**Task details**
Set down the line that contains "expect(result).toEqual(expectedProfessions);" and every line after it to the end of the entries, exactly as they stand and nothing more.

━━━━━━━━━━

PR #205, opened 2022-02-03
(2045) Only show Live Professions on public-facing pages

Gweaton:
# Changes in this PR

- Adds a new seeded profession so we have more to play with locally.
- Only displays Professions with a live ProfessionVersion in the list of Professions on the public-facing site.
- Updates the "show" profession page to support displaying more than one Legislation (even though we only capture one at the moment). This will be iterated on in future designs being worked on at the moment.

### DIFF
--- a/src/professions/profession-versions.service.spec.ts
+++ b/src/professions/profession-versions.service.spec.ts
@@ -143,26 +143,13 @@ describe('ProfessionVersionsService', () => {
 
       expect(result).toEqual(expectedProfessions);
 
-      expect(queryBuilder.leftJoinAndSelect).toHaveBeenCalledWith(
+      expect(queryBuilder).toHaveJoined([
         'professionVersion.profession',
-        'profession',
-      );
-      expect(queryBuilder.leftJoinAndSelect).toHaveBeenCalledWith(
         'professionVersion.industries',
-        'industries',
-      );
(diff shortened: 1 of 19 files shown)


src/professions/profession-versions.service.spec.ts
```diff
@@ -120,4 +121,55 @@ describe('ProfessionVersionsService', () => {
...
+        'organisation',
+      );
+      expect(queryBuilder.leftJoinAndSelect).toHaveBeenCalledWith(
+        'professionVersion.qualification',
+        'qualification',
+      );
+      expect(queryBuilder.leftJoinAndSelect).toHaveBeenCalledWith(
+        'professionVersion.legislations',
+        'legislations',
+      );
```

━━━━━━━━━━

**Task response**
       expect(result).toEqual(expectedProfessions);
 
-      expect(queryBuilder.leftJoinAndSelect).toHaveBeenCalledWith(
+      expect(queryBuilder).toHaveJoined([
         'professionVersion.profession',
-        'profession',
-      );
-      expect(queryBuilder.leftJoinAndSelect).toHaveBeenCalledWith(
         'professionVersion.industries',
-        'industries',
-      );
(diff shortened: 1 of 19 files shown)


src/professions/profession-versions.service.spec.ts
```diff
@@ -120,4 +121,55 @@ describe('ProfessionVersionsService', () => {
...
+        'organisation',
+      );
+      expect(queryBuilder.leftJoinAndSelect).toHaveBeenCalledWith(
+        'professionVersion.qualification',
+        'qualification',
+      );
+      expect(queryBuilder.leftJoinAndSelect).toHaveBeenCalledWith(
+        'professionVersion.legislations',
+        'legislations',
+      );
```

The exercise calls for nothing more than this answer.